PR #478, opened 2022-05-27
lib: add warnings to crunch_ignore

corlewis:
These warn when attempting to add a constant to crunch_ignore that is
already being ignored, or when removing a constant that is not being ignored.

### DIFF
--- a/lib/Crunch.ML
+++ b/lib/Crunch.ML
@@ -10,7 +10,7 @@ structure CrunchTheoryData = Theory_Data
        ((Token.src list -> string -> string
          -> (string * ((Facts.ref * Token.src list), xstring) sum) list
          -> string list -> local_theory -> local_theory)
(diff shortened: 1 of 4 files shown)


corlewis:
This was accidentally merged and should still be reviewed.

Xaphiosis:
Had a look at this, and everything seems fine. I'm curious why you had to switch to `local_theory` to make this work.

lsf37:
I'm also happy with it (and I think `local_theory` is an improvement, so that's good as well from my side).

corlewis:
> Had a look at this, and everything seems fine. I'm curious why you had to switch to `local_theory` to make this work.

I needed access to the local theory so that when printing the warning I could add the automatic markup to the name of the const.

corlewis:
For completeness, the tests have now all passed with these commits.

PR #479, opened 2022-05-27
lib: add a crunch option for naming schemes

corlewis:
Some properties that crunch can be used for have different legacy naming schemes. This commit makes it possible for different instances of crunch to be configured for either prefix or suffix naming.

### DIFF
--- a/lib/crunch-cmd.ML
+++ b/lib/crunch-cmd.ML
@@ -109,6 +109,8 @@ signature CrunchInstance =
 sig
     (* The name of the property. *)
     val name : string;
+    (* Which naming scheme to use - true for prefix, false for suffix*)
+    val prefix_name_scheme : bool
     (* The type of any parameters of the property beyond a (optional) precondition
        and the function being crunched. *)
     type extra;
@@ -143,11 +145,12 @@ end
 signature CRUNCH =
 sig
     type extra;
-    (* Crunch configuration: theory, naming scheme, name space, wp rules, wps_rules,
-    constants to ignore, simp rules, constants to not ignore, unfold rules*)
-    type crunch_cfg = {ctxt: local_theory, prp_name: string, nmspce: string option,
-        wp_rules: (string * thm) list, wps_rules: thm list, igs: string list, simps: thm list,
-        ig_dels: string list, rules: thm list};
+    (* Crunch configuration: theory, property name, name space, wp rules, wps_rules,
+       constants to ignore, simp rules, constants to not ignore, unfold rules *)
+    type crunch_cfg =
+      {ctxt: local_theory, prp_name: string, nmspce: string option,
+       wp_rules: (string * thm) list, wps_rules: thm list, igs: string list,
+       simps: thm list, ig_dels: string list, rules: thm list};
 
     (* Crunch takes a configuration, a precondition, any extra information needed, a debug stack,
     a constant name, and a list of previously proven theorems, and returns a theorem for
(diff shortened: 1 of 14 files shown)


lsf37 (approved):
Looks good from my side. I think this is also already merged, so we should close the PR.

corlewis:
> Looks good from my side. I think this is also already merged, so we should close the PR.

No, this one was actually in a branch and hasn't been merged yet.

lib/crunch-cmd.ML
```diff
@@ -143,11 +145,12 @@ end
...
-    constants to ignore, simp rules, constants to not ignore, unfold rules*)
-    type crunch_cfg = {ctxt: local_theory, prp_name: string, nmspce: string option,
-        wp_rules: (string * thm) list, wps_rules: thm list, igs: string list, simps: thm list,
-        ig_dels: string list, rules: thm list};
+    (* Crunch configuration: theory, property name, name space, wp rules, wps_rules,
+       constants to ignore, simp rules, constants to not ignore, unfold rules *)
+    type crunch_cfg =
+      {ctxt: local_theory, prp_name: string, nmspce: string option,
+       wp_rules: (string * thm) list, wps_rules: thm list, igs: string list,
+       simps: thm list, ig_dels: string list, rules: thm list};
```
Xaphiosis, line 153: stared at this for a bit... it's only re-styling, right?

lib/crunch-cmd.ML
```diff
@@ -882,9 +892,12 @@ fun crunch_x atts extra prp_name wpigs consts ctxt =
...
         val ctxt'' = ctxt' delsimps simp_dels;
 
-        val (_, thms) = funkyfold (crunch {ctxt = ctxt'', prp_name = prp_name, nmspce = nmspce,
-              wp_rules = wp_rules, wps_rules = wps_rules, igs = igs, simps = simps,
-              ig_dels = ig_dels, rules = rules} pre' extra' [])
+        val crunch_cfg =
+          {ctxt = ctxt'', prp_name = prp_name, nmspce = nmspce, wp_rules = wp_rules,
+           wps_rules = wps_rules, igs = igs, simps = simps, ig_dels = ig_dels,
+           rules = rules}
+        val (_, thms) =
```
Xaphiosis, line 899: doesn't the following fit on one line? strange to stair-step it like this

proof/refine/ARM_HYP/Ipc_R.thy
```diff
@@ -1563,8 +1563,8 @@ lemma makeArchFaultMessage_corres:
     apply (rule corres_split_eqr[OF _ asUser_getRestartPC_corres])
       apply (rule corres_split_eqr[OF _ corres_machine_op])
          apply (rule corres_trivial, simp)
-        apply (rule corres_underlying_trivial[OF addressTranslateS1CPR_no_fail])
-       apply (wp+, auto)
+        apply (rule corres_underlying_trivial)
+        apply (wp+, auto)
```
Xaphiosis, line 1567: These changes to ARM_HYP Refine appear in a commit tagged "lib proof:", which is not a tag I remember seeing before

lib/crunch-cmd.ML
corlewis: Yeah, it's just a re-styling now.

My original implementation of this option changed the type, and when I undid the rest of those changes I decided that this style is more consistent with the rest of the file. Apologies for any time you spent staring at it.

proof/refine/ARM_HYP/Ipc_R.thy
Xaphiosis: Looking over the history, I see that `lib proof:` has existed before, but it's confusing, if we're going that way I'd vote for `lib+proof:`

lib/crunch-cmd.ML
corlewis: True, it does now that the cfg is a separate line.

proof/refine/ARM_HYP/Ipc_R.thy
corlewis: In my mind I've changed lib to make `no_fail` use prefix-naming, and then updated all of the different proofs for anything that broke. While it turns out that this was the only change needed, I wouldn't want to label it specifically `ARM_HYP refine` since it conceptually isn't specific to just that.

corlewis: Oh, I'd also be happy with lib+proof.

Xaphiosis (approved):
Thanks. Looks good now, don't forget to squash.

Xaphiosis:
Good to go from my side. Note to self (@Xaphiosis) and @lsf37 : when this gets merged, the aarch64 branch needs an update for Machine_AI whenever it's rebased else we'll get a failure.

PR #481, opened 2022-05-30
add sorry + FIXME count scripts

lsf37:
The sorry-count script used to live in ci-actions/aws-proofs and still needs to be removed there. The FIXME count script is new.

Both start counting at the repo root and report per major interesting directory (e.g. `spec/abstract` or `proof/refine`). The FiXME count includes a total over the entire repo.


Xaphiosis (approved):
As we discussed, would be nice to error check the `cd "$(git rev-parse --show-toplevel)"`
::::
**AIM OF THE EXERCISE**
Filter the records above for "still" and copy every matching line.

**ANSWER TO THIS PROBLEM**
This was accidentally merged and should still be reviewed.
The sorry-count script used to live in ci-actions/aws-proofs and still needs to be removed there. The FIXME count script is new.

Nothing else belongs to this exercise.